Only the lines holding the string "more" are needed; copy each of them from the data.

────────────────────

PR #88, opened 2021-12-14
Upgrade Expertise to API V2

haroldrubio:
This PR adds support for the OpenReview API V2 by using a different `openreview-py` client and adjusting for a different `Note` schema. Some of the following changes are:

- Adds a new keyword `version` to the `create_dataset` task
- Fetch data differently from `Note V2` based on `version`
- Replace the client used for the Celery queue task for V2
- Adds a new mock data file with the relevant fields updated to V2
- Adds tests for the upgraded `create_dataset` task and a journal-like test for the Expertise API


README.md
```diff
@@ -190,6 +190,7 @@ This parameters could be included in a separate file, like `dataset-config.json`
 - `bid_inv` (optional): String or array of strings with the bid invitations. Bids are used by the reviewers in OpenReview to select papers that they would or would not like to review. These bids are then used to compute a final affinity score to be more fair with the reviewers.
 - `use_email_ids` (optional): Boolean value. If true, then the email of the user is used instead of his/her OpenReview Profile ID.
 - `max_workers` (optional): Number indicating the amount of workers that will be used to retrieve the expertise from OpenReview. If it is not set, it will use the maximum available workers of your machine by default. The more workers the faster the creation of the dataset
+- `version` (optional): An integer indicating the version of the OpenReview API to use
```
purujitgoyal, line 193: mention here that default is set to 1

expertise/service/expertise.py
```diff
@@ -43,7 +43,7 @@ def __init__(self, client, config, logger):
         self.mfr_checkpoint_dir = config['MFR_CHECKPOINT_DIR']
 
         # Define expected/required API fields
-        self.req_fields = ['name', 'match_group', 'user_id', 'job_id']
+        self.req_fields = ['name', 'match_group', 'user_id', 'job_id', 'version']
```
purujitgoyal, line 46: Don't make it a required field, let it be optional as mentioned in Readme.

purujitgoyal:
Add an exception for every `if-else` block if version is not 1 or 2.

README.md
melisabok: yes, please version 1 should be the default one

expertise/create_dataset.py
```diff
@@ -75,12 +81,21 @@ def get_publications(self, author_id):
                 continue
             if getattr(publication, 'cdate') is None:
                 publication.cdate = getattr(publication, 'tcdate', 0)
+
+            # Get title + abstract depending on API version
+            if self.get_api_version() == 1:
+                pub_title = publication.content.get('title')
+                pub_abstr = publication.content.get('abstract')
+            elif self.get_api_version() == 2:
+                pub_title = publication.content.get('title').get('value')
```
melisabok, line 90:
```suggestion
                pub_title = publication.content.get('title', {}).get('value')
```

expertise/create_dataset.py
```diff
@@ -75,12 +81,21 @@ def get_publications(self, author_id):
...
+                pub_abstr = publication.content.get('abstract').get('value')
```
melisabok, line 91:
```suggestion
                pub_abstr = publication.content.get('abstract', {}).get('value')
```

expertise/create_dataset.py
```diff
@@ -311,11 +326,20 @@ def get_submissions(self):
         reduced_submissions = {}
         for paper in tqdm(submissions, total=len(submissions)):
             paper_id = paper.id
+
+            # Get title + abstract depending on API version
+            if self.get_api_version() == 1:
+                paper_title = paper.content.get('title')
+                paper_abstr = paper.content.get('abstract')
+            elif self.get_api_version() == 2:
+                paper_title = paper.content.get('title').get('value')
```
melisabok, line 335: same here, use `{}` as a default value where the key is not found

expertise/create_dataset.py
```diff
@@ -48,7 +51,10 @@ def get_paper_notes(self, author_id, dataset_params):
             note_ids = [e.head for e in bids if e.label in ['Very High', 'High']]
             return [n for n in self.openreview_client.get_notes_by_ids(ids=note_ids) if n.invitation == paper_invitation]
 
-        return openreview.tools.iterget_notes(self.openreview_client, content={'authorids': author_id})
+        if self.get_api_version() == 1:
+            return openreview.tools.iterget_notes(self.openreview_client, content={'authorids': author_id})
+        elif self.get_api_version() == 2:
+            return openreview.tools.iterget_notes(self.openreview_client, content={'authorids': { 'value': [author_id] }})
```
melisabok, line 57: no need to make this change, the API 2 supports `content={'authorids': author_id}`. 

Check this call from the dev site:

`notes = list(openreview.tools.iterget_notes(dev_client, content={ 'authorids': '~Melisa_Bok1'}))`

melisabok:
I'm realizing that passing a version number won't work. There are notes that are going to be in the V1 and another ones in the V2 because they are saved in different collections. 

I think the expertise API should try to get the expertise and the submissions from both APIs and merge the results. 

to get the expertise:
```
notes_api1 = list(openreview.tools.iterget_notes(api1_client, content={ 'authorids': '~Melisa_Bok1'}))

notes _api2= list(openreview.tools.iterget_notes(api2_client, content={ 'authorids': '~Melisa_Bok1'}))
```
expertise = notes_api1 + notes_api2

to get the submissions:
```
submissions = list(openreview.tools.iterget_notes(api1_client, invitation=ICLR.cc/202/Confenrece/-/Blind_Submission))

if not submissions:
       submissions = list(openreview.tools.iterget_notes(api2_client, invitation=ICLR.cc/202/Confenrece/-/Blind_Submission))
```
the same happens for paper_id. All the note that belong to a venue should be saved in the same collection.

haroldrubio:
@melisabok @purujitgoyal I believe the PR is ready for another review. Something to note is that for testing purposes - if there is no token in the client, then I load a mock V2 client instead of logging in a real V2 client, similar to what is done in `celery_tasks.py`

expertise/create_dataset.py
```diff
@@ -294,11 +313,22 @@ def get_submissions(self):
...
         for invitation_id in invitation_ids:
-            submissions.extend(list(openreview.tools.iterget_notes(
-                self.openreview_client, invitation=invitation_id)))
+            submissions_v1 = list(openreview.tools.iterget_notes(
+                self.openreview_client, invitation=invitation_id))
+
+            if not submissions_v1:
+                submissions.extend(list(openreview.tools.iterget_notes(
+                    self.openreview_client_v2, invitation=invitation_id)))
+            else:
```
purujitgoyal, line 322: Don't need this `else`, just extend it before the `if`, even if it's empty, it won't matter.

expertise/create_dataset.py
```diff
@@ -294,11 +313,22 @@ def get_submissions(self):
...
+                submissions.extend(submissions_v1)
 
         if paper_id:
-            submissions.append(self.openreview_client.get_note(paper_id))
+            submission_v1 = self.openreview_client.get_note(paper_id)
+
+            if not submission_v1:
+                submissions.append(self.openreview_client_v2.get_note(paper_id))
+            else:
+                submissions.append(submission_v1)
```
purujitgoyal, line 331: Same as above.

purujitgoyal:
@haroldrubio Add a test for the wrong version. Everything else looks fine.

expertise/create_dataset.py
haroldrubio: Do you know what the behavior of the `openreview-py` client is when attempting to fetch notes that don't exist? I'm fine with this change if a failed `get_notes` and `get_note` call results in something like empty lists.

The current behavior of the mock client in the tests returns `None` in this situation, which breaks the tests because the following line fails:
https://github.com/openreview/openreview-expertise/blob/60b9a077f3bb16a03cc639e23d3aae261741d254/expertise/create_dataset.py#L313

But I can adjust the mock client to be more accurate to the live Python client if I know what happens when trying to get a note/notes that don't exist.

haroldrubio:
> @haroldrubio Add a test for the wrong version. Everything else looks fine.

Can you explain this further? The only place the `version` argument appears at the moment is when initializing the mock clients - `create_dataset` attempts to call both V1 and V2 so I'm not sure where this test would fit in.

expertise/create_dataset.py
purujitgoyal: No, but I assumed it'd return an empty list same as when you use `openreview_client_v2`. @melisabok can you confirm this?

melisabok: get_notes return a list
get_note return a Note object or an exception if the note doesn't exist

you can use tools.get_note that returns a None if the note doesn't exist.

when querying the notes by invitation we should assume the result will come from one of the APIs.

expertise/create_dataset.py
```diff
@@ -15,10 +15,27 @@
 from tqdm import tqdm
 from concurrent.futures import ThreadPoolExecutor
 from collections import defaultdict
+from expertise.service.utils import mock_client
 
 class OpenReviewExpertise(object):
-    def __init__(self, openreview_client, config):
+    def __init__(self, openreview_client, config, baseurl_v2=None):
```
melisabok, line 21: Why don't you pass the openreview_client_v2 as a parameter here?

expertise/create_dataset.py
```diff
@@ -71,16 +89,26 @@ def get_publications(self, author_id):
                 if not 'title' in publication.content or not publication.content.get('title'):
                     continue
             # Exclude blind Notes
-            if getattr(publication, 'original') is not None:
+            if hasattr(publication, 'original') and getattr(publication, 'original') is not None:
```
purujitgoyal, line 92: can be shortened to `getattr(publication, 'original', None)`

expertise/create_dataset.py
```diff
@@ -294,11 +322,21 @@ def get_submissions(self):
...
+                self.openreview_client, invitation=invitation_id))
+
+            submissions.extend(submissions_v1)
             submissions.extend(list(openreview.tools.iterget_notes(
-                self.openreview_client, invitation=invitation_id)))
+                self.openreview_client_v2, invitation=invitation_id)))
 
         if paper_id:
-            submissions.append(self.openreview_client.get_note(paper_id))
+            try:
```
purujitgoyal, line 335: Not a good way to use `try-except`. It could fail because of other exceptions as well. Use a separate `try-except` block for both API calls and only catch the exception for NoteNotFound.

purujitgoyal: Also, throw an exception if Note is not found by both API calls.

expertise/create_dataset.py
melisabok: I didn't know you could do that!

expertise/create_dataset.py
haroldrubio: I had originally done that but thought that too many things needed to be changed - but I can pass a V2 client instead since the V1 client is being passed in already

purujitgoyal (approved):

melisabok (approved):

purujitgoyal (approved):

PR #99, opened 2022-03-08
Expertise API: Migrate configs to Redis

haroldrubio:
This PR changes what is stored in a job's configuration, moves its storage location from directly on the filesystem to Redis, and updates the return fields of some endpoints.


expertise/service/expertise.py
```diff
@@ -70,7 +75,10 @@ def _prepare_config(self, request) -> dict:
         # Create directory and config file
         if not os.path.isdir(config.dataset['directory']):
             os.makedirs(config.dataset['directory'])
-        config.save()
+        with open(os.path.join(config.job_dir, 'config.json'), 'w+') as f:
+            json.dump(config.to_json(), f, ensure_ascii=False, indent=4)
+        self.logger.info(f"Saving processed config to {os.path.join(config.job_dir, 'config.json')}")
+        config.save(self.redis_args)
```
purujitgoyal, line 81: why are you saving `config.json` in both memory and redis?

expertise/service/expertise.py
```diff
@@ -315,8 +288,9 @@ def get_expertise_results(self, user_id, job_id, delete_on_get=False):
 
         # Clear directory
         if delete_on_get:
-            self.logger.info(f'Deleting {search_dir}')
-            shutil.rmtree(search_dir)
+            self.logger.info(f'Deleting {config.job_dir}')
+            shutil.rmtree(config.job_dir)
+            JobConfig.remove_job(user_id, job_id, self.redis_args)
```
purujitgoyal, line 293: Rather than explicitly removing the job config from Redis, you can just set an expiry date for each config key.

purujitgoyal: Never mind, It's for `delete_on_get`, but either way, I think we should add an expiration date for config, something like a week or two? What do you think @melisabok?

purujitgoyal:
@haroldrubio Regarding creating and passing a Redis connection object everytime, you can use Redis connection pool. I just pushed a [commit](https://github.com/openreview/openreview-expertise/pull/108/commits/b8f1502c899eaed9b1b69d6e427c165e74a65fc7) to the embedding caching branch. I think that should work here as well. So you won't have to pass the `redis_args` everywhere.

expertise/service/expertise.py
melisabok: after the job is finished?

haroldrubio:
I just saw the commit, that is interesting - I'll have to play around with that. The connection pool lets me import the Redis connection args rather than having to pass them to the Celery task per request.

expertise/service/expertise.py
haroldrubio: I think we should still save some record of the job config on the disk and not just in Redis, for administrative purposes. The big difference is that this file is written once and never interacted with again by the API

expertise/service/expertise.py
haroldrubio: I think this is a good idea, but I am concerned about the mismatch between configs in Redis and its related files on the disk. Maybe Redis has a handler that is run when an object expires that also lets us clear the job data?

melisabok: Right, Redis has a property called `ttl` to specify the expiration date. 

But I'm not sure if I want to keep the job data in the files, aren't we going to clean the jobs folder regularly?

expertise/service/celery_tasks.py
```diff
@@ -23,43 +26,68 @@ def update_status(config, new_status, desc=None):
     else:
         config.description = desc
     config.mdate = int(time.time() * 1000)
-    config.save()
+    redis_db = RedisDatabase(connection_pool=redis_conn_pool)
+    redis_db.save_job(config)
+
+def on_failure_userpaper(self, exc, task_id, args, kwargs, einfo):
+    config, logger = args[0], args[2]
```
melisabok, line 33: could you import the logger here instead of passing it as an argunment?

expertise/service/expertise.py
```diff
@@ -177,7 +182,7 @@ def get_expertise_all_status(self, user_id, query_params):
                 self._filter_config(config)
                 result['results'].append(
                     {
-                        'job_id': job_dir,
+                        'job_id': config.job_dir,
```
melisabok, line 185: why don't you return `config` here? it seems you are making a new dictionary with the values from config plus config converted as a json, isn't that redudant?

tests/data/example_config.json
```diff
@@ -0,0 +1,54 @@
+{
+    "name": "test_run",
+    "user_id": "test_user1@mail.com",
+    "job_id": "BaxDa",
+    "baseurl": "http://localhost:3000",
```
melisabok, line 5: why do you need to store this here? I think this should be part of the API config not the job config.

tests/data/example_config.json
```diff
@@ -0,0 +1,54 @@
...
+    "baseurl_v2": "http://localhost:3000",
+    "job_dir": "./tests/jobs/BaxDa",
```
melisabok, line 7: same here `job_dir` shouldn't be data release to the user, it should be something that we do internally. the API can build this directory using the job_id plus a server configuration that specifies the jobs dir.

tests/data/example_config.json
```diff
@@ -0,0 +1,54 @@
...
+        "use_title": false,
+        "use_abstract": true,
+        "average_score": true,
+        "max_score": false,
+        "skip_specter": false,
+        "specter_batch_size": 16,
+        "mfr_batch_size": 50,
+        "use_cuda": false,
+        "name": "specter+mfr",
+        "work_dir": "./tests/jobs/BaxDa",
```
melisabok, line 28: same here. I would avoid all these directories here. They should be part of the server configuration.

tests/data/example_config.json
haroldrubio: I made this config file as mock data for one of the test, but I realized that I can just store an empty JobConfig object so I'll just remove this file.

But I will keep in mind your comments here and below in picking which fields gets stored on disk using the `from_json` function.

I have another PR that I'm working on that changes the status messages returned by the API to return the request rather than the job config.

melisabok: I see, what should we do? merge this and review the other PR?

haroldrubio: That other PR can wait until we merge both of the Redis PRs, I don't think it a priority

expertise/service/celery_tasks.py
haroldrubio: I tried directly to import the Flask current app logger but it seems like I would have to make additional changes elsewhere to make Celery aware of Flask's current app and I'm not sure if that would be worth it

melisabok:
Is this code already in master? Should we close it or resolve the conflicts?

purujitgoyal:
Closing. Merged with #108.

────────────────────

### Answer for the task
 - `bid_inv` (optional): String or array of strings with the bid invitations. Bids are used by the reviewers in OpenReview to select papers that they would or would not like to review. These bids are then used to compute a final affinity score to be more fair with the reviewers.
 - `max_workers` (optional): Number indicating the amount of workers that will be used to retrieve the expertise from OpenReview. If it is not set, it will use the maximum available workers of your machine by default. The more workers the faster the creation of the dataset
But I can adjust the mock client to be more accurate to the live Python client if I know what happens when trying to get a note/notes that don't exist.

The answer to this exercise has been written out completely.